- Opening Delimiter -
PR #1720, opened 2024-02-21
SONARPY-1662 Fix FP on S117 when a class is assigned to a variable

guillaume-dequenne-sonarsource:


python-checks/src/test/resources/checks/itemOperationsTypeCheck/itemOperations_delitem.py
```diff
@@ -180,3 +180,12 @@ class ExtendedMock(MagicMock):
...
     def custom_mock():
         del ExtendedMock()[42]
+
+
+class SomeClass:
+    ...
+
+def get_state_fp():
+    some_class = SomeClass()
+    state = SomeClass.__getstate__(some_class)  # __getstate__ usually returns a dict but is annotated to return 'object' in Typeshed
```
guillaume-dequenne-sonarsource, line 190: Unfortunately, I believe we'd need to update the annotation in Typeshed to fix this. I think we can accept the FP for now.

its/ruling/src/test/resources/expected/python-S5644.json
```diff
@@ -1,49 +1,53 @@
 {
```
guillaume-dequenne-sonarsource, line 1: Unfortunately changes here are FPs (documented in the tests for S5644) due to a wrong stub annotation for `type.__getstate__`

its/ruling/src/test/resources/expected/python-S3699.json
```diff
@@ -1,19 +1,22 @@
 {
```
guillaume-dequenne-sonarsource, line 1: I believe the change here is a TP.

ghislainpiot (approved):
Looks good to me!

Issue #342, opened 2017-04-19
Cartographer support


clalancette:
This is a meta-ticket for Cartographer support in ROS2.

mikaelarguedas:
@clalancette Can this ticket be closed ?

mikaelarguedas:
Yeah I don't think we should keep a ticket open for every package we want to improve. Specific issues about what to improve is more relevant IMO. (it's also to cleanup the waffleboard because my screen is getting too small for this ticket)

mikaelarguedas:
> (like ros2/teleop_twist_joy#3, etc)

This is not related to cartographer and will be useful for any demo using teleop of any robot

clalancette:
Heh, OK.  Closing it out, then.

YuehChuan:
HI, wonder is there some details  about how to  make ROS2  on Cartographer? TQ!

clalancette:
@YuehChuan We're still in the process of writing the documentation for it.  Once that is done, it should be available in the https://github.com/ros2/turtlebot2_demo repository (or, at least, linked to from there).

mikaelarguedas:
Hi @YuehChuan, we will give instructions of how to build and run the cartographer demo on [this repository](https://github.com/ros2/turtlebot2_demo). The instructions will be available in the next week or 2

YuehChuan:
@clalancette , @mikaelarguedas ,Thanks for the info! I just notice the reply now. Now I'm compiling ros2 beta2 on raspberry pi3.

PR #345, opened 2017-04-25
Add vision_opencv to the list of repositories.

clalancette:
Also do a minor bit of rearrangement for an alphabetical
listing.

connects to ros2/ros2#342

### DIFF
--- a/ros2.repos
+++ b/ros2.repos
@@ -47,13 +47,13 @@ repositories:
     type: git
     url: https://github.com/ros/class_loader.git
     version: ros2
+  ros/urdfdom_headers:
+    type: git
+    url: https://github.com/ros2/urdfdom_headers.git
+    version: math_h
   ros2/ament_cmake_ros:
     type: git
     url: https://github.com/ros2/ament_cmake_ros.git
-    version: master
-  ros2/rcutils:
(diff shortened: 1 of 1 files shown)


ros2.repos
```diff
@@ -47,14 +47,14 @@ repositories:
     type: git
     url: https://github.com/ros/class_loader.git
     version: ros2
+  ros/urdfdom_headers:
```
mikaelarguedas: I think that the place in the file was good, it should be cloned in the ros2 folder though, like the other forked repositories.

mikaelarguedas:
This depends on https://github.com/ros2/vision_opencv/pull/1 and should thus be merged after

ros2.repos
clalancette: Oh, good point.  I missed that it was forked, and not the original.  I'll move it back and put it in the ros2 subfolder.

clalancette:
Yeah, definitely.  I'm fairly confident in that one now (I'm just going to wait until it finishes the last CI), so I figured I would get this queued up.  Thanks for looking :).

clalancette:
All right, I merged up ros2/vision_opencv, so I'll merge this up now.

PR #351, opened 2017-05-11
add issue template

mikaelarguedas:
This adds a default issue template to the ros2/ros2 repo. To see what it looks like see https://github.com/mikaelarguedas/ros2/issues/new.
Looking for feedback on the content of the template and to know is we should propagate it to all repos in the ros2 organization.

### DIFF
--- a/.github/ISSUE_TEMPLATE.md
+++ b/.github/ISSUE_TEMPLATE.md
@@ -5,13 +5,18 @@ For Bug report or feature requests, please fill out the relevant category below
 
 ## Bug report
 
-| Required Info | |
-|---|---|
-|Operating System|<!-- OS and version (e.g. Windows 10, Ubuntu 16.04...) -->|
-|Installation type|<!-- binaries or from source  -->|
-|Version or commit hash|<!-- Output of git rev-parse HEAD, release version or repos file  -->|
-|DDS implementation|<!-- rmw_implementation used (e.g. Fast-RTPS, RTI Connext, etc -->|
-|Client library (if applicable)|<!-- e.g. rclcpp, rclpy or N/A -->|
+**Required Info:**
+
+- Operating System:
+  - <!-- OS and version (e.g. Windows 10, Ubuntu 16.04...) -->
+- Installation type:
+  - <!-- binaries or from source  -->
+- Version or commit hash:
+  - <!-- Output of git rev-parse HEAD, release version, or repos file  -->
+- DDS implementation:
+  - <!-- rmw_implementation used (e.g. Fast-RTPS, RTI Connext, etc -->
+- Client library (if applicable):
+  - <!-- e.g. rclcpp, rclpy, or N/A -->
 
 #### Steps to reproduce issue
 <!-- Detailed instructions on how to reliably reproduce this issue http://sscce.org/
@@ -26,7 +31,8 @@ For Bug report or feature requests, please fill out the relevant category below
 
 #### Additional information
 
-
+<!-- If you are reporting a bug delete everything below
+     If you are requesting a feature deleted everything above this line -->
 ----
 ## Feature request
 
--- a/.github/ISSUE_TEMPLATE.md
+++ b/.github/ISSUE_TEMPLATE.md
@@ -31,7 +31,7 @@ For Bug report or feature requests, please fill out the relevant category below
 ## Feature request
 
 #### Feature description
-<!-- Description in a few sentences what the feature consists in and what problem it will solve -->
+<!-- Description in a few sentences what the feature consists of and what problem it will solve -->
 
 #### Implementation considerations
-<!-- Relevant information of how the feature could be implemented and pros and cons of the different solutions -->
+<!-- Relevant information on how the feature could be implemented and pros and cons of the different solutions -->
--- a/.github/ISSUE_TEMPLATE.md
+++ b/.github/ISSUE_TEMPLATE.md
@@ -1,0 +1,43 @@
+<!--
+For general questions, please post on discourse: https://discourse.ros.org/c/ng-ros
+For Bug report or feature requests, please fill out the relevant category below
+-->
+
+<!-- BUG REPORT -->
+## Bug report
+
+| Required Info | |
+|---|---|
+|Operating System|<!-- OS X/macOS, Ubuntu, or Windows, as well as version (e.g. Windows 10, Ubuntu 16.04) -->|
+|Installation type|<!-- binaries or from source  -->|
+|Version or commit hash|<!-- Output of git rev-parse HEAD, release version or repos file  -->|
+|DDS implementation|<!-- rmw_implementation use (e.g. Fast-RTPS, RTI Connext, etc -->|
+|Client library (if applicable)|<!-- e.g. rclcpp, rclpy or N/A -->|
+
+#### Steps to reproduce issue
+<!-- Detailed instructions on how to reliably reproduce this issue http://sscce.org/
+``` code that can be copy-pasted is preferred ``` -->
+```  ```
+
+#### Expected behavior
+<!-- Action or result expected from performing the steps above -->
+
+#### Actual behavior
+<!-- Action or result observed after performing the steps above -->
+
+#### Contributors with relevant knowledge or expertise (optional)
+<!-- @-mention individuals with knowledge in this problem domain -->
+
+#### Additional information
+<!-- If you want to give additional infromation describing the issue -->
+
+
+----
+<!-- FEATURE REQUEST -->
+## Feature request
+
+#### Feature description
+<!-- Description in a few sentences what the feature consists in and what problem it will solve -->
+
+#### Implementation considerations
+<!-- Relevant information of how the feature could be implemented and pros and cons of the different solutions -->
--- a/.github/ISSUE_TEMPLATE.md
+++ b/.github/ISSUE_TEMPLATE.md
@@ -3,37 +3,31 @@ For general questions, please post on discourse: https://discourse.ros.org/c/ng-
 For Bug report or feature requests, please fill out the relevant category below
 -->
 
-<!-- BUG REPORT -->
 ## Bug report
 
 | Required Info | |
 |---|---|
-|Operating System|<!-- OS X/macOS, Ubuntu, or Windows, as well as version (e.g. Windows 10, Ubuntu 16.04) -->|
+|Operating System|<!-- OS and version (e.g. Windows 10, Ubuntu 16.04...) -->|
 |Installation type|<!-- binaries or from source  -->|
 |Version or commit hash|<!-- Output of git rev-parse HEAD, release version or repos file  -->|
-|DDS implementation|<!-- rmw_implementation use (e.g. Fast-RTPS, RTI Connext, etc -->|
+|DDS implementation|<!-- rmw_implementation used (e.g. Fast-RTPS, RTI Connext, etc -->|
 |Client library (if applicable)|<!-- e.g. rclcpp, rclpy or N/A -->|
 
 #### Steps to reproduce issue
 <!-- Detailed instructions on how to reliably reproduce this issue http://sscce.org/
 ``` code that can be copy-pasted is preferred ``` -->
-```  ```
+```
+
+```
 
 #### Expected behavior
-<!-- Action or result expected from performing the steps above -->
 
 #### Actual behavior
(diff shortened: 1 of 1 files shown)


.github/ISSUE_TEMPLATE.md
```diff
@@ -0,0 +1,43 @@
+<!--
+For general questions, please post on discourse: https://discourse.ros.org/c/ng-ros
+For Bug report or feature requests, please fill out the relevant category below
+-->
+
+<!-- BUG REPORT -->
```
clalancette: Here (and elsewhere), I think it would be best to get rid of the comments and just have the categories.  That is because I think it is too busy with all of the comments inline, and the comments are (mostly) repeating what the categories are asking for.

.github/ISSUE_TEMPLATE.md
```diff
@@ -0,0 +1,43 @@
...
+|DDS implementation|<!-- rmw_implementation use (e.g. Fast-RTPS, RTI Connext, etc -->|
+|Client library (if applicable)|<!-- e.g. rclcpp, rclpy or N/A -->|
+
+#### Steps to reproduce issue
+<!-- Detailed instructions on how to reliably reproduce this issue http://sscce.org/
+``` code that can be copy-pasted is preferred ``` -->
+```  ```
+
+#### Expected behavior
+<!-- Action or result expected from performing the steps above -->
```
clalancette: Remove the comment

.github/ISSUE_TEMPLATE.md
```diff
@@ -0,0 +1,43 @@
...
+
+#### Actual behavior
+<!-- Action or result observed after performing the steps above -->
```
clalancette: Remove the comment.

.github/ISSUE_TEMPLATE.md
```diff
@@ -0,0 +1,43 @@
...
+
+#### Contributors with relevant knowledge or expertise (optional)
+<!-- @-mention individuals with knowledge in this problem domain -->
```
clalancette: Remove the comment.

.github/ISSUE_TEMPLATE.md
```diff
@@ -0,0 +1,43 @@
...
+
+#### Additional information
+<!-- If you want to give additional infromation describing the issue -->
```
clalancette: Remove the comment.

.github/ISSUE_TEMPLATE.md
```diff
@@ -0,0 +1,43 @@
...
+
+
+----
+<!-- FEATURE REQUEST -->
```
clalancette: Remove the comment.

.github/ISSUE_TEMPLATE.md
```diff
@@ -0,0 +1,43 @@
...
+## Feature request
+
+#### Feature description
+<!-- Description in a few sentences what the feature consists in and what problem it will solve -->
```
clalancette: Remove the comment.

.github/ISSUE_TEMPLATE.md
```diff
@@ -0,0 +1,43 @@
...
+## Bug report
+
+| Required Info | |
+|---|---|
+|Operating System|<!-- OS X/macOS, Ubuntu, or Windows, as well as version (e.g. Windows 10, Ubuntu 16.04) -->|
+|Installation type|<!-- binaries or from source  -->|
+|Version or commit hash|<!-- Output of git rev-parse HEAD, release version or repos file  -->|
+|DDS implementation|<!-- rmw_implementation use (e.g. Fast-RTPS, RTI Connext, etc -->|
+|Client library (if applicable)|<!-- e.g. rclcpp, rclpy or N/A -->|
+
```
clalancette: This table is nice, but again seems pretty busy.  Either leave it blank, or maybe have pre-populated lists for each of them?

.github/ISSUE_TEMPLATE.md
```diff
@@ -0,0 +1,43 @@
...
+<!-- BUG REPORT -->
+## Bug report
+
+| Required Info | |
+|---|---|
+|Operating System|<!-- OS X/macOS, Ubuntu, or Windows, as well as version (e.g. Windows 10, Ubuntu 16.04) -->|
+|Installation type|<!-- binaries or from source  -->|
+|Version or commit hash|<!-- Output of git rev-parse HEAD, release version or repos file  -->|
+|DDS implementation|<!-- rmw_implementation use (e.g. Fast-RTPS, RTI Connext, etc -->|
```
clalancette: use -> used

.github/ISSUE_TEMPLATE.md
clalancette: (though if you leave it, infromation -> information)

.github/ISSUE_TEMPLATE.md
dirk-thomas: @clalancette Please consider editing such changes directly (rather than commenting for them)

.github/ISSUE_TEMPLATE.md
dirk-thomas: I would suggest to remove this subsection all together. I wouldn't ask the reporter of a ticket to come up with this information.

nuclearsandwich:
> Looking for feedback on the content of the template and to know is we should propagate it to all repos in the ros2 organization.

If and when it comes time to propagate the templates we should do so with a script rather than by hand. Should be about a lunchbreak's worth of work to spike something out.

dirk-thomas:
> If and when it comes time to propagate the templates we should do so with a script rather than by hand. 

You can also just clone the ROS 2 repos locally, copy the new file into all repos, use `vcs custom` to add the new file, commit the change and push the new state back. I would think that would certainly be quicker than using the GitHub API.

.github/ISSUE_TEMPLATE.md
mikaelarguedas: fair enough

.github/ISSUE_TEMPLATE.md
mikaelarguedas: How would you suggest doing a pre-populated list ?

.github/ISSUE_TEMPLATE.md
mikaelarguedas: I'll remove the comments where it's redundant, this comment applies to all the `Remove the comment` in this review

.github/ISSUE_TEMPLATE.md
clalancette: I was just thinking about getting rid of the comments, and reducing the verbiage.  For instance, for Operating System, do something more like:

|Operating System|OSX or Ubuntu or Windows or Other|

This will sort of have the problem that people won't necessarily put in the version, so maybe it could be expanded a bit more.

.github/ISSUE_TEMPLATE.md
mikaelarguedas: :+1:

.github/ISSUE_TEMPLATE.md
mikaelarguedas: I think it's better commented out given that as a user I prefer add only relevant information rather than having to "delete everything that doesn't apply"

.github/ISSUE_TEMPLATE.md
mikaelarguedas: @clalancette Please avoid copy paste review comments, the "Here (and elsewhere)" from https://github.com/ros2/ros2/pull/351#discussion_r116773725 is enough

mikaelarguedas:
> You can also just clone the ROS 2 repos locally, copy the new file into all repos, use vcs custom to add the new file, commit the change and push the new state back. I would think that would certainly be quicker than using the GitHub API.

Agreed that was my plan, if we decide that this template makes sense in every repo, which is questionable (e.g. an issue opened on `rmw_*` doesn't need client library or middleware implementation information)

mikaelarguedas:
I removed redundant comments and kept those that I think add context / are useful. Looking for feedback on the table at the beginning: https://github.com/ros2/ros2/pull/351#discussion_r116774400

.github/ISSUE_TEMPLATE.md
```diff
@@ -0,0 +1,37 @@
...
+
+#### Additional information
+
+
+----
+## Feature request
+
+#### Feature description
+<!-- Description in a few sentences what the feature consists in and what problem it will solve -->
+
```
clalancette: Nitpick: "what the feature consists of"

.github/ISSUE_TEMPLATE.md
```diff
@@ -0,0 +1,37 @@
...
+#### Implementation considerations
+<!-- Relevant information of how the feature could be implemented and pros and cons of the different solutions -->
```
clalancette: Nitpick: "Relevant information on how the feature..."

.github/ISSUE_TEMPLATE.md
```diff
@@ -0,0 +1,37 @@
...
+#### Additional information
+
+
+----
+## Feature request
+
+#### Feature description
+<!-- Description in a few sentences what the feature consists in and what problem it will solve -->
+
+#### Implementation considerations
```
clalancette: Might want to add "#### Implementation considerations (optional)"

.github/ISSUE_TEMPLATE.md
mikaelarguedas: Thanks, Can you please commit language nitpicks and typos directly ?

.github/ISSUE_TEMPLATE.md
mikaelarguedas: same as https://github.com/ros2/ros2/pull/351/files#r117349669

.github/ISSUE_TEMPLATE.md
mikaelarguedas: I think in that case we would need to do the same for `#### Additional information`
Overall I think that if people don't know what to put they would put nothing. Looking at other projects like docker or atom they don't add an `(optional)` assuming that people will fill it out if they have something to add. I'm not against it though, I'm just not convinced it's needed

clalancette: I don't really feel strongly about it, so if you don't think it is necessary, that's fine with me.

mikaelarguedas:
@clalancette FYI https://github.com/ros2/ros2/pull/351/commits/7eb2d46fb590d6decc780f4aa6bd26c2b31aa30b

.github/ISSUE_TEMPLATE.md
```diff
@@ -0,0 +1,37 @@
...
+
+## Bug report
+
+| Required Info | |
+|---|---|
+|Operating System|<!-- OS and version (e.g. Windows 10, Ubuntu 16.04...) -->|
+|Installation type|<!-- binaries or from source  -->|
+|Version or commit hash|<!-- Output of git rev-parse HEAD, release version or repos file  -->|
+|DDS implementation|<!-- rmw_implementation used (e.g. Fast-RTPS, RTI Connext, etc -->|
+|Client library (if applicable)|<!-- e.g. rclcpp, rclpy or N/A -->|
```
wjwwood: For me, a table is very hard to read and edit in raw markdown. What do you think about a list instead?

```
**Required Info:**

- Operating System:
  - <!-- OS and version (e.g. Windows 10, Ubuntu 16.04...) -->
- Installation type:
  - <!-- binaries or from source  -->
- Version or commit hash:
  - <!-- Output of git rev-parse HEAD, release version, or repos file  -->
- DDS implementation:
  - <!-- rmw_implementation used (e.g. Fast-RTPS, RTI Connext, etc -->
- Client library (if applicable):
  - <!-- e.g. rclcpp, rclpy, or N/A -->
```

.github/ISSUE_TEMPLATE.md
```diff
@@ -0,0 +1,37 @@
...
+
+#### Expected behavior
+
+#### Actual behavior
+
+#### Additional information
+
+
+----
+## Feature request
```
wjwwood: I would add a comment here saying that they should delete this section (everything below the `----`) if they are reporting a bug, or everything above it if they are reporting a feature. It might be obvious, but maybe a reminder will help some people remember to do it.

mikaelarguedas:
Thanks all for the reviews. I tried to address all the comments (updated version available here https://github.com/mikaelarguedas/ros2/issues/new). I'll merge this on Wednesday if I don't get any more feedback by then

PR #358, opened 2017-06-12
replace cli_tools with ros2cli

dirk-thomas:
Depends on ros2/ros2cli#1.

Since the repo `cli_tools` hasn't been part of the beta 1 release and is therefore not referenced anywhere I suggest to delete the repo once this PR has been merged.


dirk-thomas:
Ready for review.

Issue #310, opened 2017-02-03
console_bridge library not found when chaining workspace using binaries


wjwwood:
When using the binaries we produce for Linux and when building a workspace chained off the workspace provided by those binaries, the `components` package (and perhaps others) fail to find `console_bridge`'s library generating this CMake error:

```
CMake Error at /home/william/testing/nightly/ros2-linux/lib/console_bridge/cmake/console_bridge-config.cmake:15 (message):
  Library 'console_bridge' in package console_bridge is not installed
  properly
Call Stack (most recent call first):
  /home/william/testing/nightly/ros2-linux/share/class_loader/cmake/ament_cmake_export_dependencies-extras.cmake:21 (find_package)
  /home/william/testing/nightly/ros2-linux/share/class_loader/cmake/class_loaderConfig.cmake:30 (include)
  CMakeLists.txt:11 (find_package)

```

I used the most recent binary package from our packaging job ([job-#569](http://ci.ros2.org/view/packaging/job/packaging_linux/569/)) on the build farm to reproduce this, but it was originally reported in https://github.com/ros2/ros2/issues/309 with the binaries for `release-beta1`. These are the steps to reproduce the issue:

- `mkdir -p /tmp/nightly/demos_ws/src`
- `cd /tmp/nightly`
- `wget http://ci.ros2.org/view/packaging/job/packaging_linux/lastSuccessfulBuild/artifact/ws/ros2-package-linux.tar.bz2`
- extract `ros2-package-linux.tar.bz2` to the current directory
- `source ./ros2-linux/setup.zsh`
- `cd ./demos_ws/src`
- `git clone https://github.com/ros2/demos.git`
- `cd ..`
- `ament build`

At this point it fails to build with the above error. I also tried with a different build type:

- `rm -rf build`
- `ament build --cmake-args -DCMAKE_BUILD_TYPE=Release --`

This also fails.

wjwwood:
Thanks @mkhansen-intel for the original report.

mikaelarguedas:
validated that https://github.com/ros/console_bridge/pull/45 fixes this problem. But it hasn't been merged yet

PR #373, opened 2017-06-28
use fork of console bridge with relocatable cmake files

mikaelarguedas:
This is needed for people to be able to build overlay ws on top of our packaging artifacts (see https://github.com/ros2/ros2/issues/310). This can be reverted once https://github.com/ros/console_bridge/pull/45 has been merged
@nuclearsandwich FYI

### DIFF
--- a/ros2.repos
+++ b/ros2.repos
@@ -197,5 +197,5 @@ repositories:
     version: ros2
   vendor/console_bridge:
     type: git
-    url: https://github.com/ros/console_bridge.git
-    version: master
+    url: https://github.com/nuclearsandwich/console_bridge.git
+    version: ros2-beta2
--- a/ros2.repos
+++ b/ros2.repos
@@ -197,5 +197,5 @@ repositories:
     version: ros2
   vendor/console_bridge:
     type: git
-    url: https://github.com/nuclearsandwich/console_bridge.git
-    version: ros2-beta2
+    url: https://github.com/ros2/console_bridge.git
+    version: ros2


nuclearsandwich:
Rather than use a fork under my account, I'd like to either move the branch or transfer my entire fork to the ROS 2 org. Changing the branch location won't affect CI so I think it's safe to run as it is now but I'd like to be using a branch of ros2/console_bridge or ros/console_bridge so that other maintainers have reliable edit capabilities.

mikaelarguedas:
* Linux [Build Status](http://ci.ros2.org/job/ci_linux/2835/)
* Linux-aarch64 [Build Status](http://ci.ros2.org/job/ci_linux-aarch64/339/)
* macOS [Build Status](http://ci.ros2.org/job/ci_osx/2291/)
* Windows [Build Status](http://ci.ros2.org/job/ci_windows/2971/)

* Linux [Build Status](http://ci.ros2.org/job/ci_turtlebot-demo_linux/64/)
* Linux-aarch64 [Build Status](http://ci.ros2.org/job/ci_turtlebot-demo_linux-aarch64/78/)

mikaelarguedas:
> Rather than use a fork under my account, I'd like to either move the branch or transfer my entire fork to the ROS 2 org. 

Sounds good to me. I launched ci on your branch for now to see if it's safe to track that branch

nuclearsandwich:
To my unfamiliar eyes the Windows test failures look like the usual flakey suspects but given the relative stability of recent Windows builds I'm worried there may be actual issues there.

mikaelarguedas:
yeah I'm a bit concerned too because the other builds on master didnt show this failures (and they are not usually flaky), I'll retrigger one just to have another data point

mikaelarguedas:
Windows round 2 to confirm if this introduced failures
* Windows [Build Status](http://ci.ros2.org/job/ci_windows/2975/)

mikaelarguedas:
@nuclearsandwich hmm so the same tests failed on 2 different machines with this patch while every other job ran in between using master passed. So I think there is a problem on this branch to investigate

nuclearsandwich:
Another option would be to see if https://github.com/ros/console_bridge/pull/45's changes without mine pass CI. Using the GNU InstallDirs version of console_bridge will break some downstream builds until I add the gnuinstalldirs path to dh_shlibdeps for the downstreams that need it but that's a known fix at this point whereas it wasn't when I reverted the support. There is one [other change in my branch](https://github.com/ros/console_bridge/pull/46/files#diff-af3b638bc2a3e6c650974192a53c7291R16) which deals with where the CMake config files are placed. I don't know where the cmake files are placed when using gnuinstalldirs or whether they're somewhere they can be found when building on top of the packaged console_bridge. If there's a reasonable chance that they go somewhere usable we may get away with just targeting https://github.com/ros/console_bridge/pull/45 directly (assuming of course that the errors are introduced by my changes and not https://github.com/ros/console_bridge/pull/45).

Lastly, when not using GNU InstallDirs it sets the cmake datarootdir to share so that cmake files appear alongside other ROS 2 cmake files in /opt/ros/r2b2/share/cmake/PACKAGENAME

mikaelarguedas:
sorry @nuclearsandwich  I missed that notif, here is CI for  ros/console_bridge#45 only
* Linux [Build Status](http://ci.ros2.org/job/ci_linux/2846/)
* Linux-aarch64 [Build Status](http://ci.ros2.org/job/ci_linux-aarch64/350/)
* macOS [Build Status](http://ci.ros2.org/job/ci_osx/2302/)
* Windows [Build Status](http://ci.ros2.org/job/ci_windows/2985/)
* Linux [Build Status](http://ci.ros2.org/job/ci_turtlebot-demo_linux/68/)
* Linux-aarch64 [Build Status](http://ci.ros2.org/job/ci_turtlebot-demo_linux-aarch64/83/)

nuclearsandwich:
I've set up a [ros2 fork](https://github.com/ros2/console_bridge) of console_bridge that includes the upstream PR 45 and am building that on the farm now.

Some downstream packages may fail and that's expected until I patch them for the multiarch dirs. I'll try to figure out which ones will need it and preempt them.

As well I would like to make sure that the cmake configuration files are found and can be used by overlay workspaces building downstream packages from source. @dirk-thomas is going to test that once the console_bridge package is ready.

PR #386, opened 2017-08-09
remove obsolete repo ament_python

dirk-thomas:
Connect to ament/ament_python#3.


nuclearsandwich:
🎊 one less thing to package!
- Closing Delimiter -
* Task to carry out *
Find the word "more" in the entries above. Copy every line that has it.

* Solution for this exercise *
Yeah I don't think we should keep a ticket open for every package we want to improve. Specific issues about what to improve is more relevant IMO. (it's also to cleanup the waffleboard because my screen is getting too small for this ticket)
clalancette: I was just thinking about getting rid of the comments, and reducing the verbiage.  For instance, for Operating System, do something more like:
This will sort of have the problem that people won't necessarily put in the version, so maybe it could be expanded a bit more.
Thanks all for the reviews. I tried to address all the comments (updated version available here https://github.com/mikaelarguedas/ros2/issues/new). I'll merge this on Wednesday if I don't get any more feedback by then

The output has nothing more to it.